Share

Selamat Pagi Dokter Cinta
Selamat Pagi Dokter Cinta
Author: Helia123

Bab 1 Pulang

Baru saja ia selesai merapikan tensimeter, termometer dan pen light pada tempatnya, ketika seseorang menyapanya. 

"Selamat pagi, dokter Cinta."

Cinta menoleh ke arah datangnya suara, ternyata di ambang  pintu berdiri seorang pemuda berkulit hitam manis dengan wajah yang ramah,  selama satu tahun bertugas di Puskesmas sebagai dokter PTT , Cinta baru sekali ini melihatnya .

“Selamat pagi, ada yang bisa saya bantu? ” tanya Cinta, walau dengan sedikit enggan mengingat semua peralatannya sudah ia rapikan semua.Ah, kenapa sih, pemuda  ini tidak datang dari tadi?

Dua jam lagi ia harus sudah sampai di bandara, jika tidak, mungkin baru seminggu lagi ia bisa terbang ke ibu kota Provinsi untuk kemudian melanjutkan penerbangan menuju Jakarta.

“Silakan langsung ke ruang pemeriksaan saja,” ujar Cinta tidak sabar saat melihat pemuda itu masih berdiri di depan pintu.

“Saya datang ke sini bukan hendak diperiksa,” ujarnya sedkit ragu. Wajahnya yang berpeluh menunjukkan pemuda ini pasti sudah melakukan perjalanan yang jauh untuk sampai ke Puskesmas ini.

“Lho, terus mau apa?” tanya Cinta heran, mayoritas orang ke Puskesmas ya pasti untuk berobat.

“Perkenalkan saya Arul. Saya hanya ingin mengucapkan terimakasih karena Dokter telah merawat Mama saya selama sakit beberapa waktu lalu, “

Kening Cinta berkerut,  setiap hari ada puluhan pasien yang ia tangani dan tidak mungkin untuk mengingatnya satu per satu.

“Mama?” tanyanya pada Arul.

“Iya, mamaku, Mama Amina yang beberapa waktu lalu menderita stroke. Kata Mama, Dokter begitu telaten merawatnya sampai mengkhususkan diri datang ke rumah hampir setiap hari."

Cinta mengangguk-anggukan kepalanya, ia baru ingat kalau sekitar sebulan lalu pernah merawat ibu berusia enam puluh tiga tahun bernama Bu Amina, tapi baru kali ini ia melihat Arul padahal waktu itu hampir setiap hari ia selalu datang ke rumah Bu Amina untuk memantau perkembangan kesehatannya.

“Oh iya saya ingat sekarang, bagaimana kabar Bu Amina?” 

“Baik Dok, sekarang sudah bisa berbicara normal kembali begitu juga jalannya sudah mulai lancar, meskipun masih dibantu dengan tongkat."

“Oh syukurlah, saya senang mendengarnya,” ucap Cinta antusias. “Sayang sekali saya tidak sempat menengok mamamu dan berpamitan padanya.”

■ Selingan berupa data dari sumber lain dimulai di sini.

PR #828, opened 2023-07-07
ZCS-2733 remove product help page link if help pages are not available in the build

sitaram-mulik-synacor:
Product help pages will be excluded from next build and patch releases. Those can be include back by installing "zimbra-help" package. This code removes the "Product Help" link from the UI when the help pages are unavailable.

### DIFF
--- a/WebRoot/public/launchZCS.jsp
+++ b/WebRoot/public/launchZCS.jsp
@@ -64,7 +64,7 @@
 	try {
 		productHelpSupported = new java.io.File(application.getRealPath("/help")).exists();
 	} catch (Exception ignored) {
-		// Just in case there's anException, catch it.
+		// Just in case there's an exception, catch it.
 	}
 	application.setAttribute("productHelpSupported", productHelpSupported);
 %>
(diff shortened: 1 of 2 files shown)


silentsakky (approved):

WebRoot/public/launchZCS.jsp
```diff
@@ -58,6 +58,17 @@
 	// Prevent IE from ever going into compatibility/quirks mode.
 	response.setHeader("X-UA-Compatible", "IE=edge");
 %>
+<%
+    // check if help directory exists
+    boolean productHelpSupported = true;
+	try {
+		productHelpSupported = new java.io.File(application.getRealPath("/help")).exists();
+	} catch (Exception ignored) {
+		// Just in case there's anException, catch it.
```
k-kato, line 67:
```suggestion
		// Just in case there's an Exception, catch it.
```
or 
```suggestion
		// Just in case there's an exception, catch it.
```

k-kato (approved):

WebRoot/public/launchZCS.jsp
sitaram-mulik-synacor: Updated the comment, please review @k-kato .

k-kato (approved):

“Mama titip salam dan membawakan ini untuk Dokter, katanya sebagai tanda mata supaya Dokter tetap mengingatnya.”

Arul memberikan sebuah bungkusan kecil kepada Cinta.

“Apa ini?”

“Bukalah.”

Cinta membuka bungkusan yang diberikan Arul padanya, ternyata sebuah selendang panjang bermotif indah dengan warna-warni kontras, tampaknya hasil tenunan sendiri.

“Ini mamamu yang membuat?” tanya Cinta sambil menatap selendang itu dengan kagum.

“Iya,dia menenunnya khusus untuk Dokter, ini motif tradisional Anggrek Wayabula, pewarna yang dipakai pun berasal dari kulit batang pohon, umbi dan dedaunan.”

“Bagus sekali, tolong sampaikan terimakasih pada mamamu ya.”

Arul mengangguk sambil tersenyum. “Iya, nanti saya sampaikan pada Mama.”

Cinta menyimpan selendang itu ke dalam tasnya.

 “Ternyata ucapan Mama benar…” ucap Arul perlahan.

“Apanya yang benar ?” tanya Cinta sambil memandang Arul tidak mengerti.

“Dokter tidak hanya berwajah cantik tapi juga baik dan sangat menghargai orang lain,” ujarnya tanpa b**a-basi.

Cinta tertawa. “Ah, kamu  ini ada-ada saja.”

“Pantas saja Mama sangat menyukai Dokter Cinta, makanya ketika saya pulang kemarin sore, Mama memaksa saya untuk segera menemui Dokter, sebelum Dokter kembali ke Jakarta.”

“Menemui saya, untuk apa?” tanya Cinta dengan pandangan tidak mengerti.

 “Hm….anu, selain memberikan selendang ini, Mama menyuruh saya untuk melamar Dokter,” ujarnya agak malu.

“Apa?  melamar saya ?!” tanya Cinta kaget, ia berharap pendengarannya salah, baru kali ini ada orang melamar to the point begini

Arul menganggukan kepalanya. “Iya, mulanya saya juga menolak keinginan Mama yang terasa konyol itu, jujur saja saya tadi terpaksa datang ke sini, maaf ini memang agak berlebihan dan terlalu mendadak,” ujar Arul sambil sedikit tersipu malu, ia kemudian melanjutkan kembali ucapannya.

“Tapi, sungguh setelah melihat Dokter, saya jadi  yakin kalau pilihan Mama tidak salah.”

Cinta terhenyak, sejak pertama kali menginjakkan kaki di pulau kecil yang indah ini, untuk menjalankan tugasnya sebagai dokter PTT, ada beberapa laki-laki yang mencoba mendekatinya, ada Benny pemilik kapal penangkap ikan, Pak Albert duda beranak tiga, Hassan Hehahua pedagang kelontongan dan Haji Burhanuddin pemilik kebun pala, tapi tidak ada yang seberani ini langsung melamarnya!

“Bagaimana Dokter ?” tanyanya sambil memandang Cinta, harus Cinta akui kalau mata itu begitu bening dan polos .

Tak perlu berpikir panjang lagi Cinta menggeleng tegas. “Maaf, Arul, bukan saya tidak menghormati keinginan Mama Amina, tapi saya tidak mungkin menerima lamaran ini.”   

“Kenapa? Apakah karena kami hanya orang kampung tak berpunya sedangkan Dokter berasal dari keluarga kaya di Jakarta?”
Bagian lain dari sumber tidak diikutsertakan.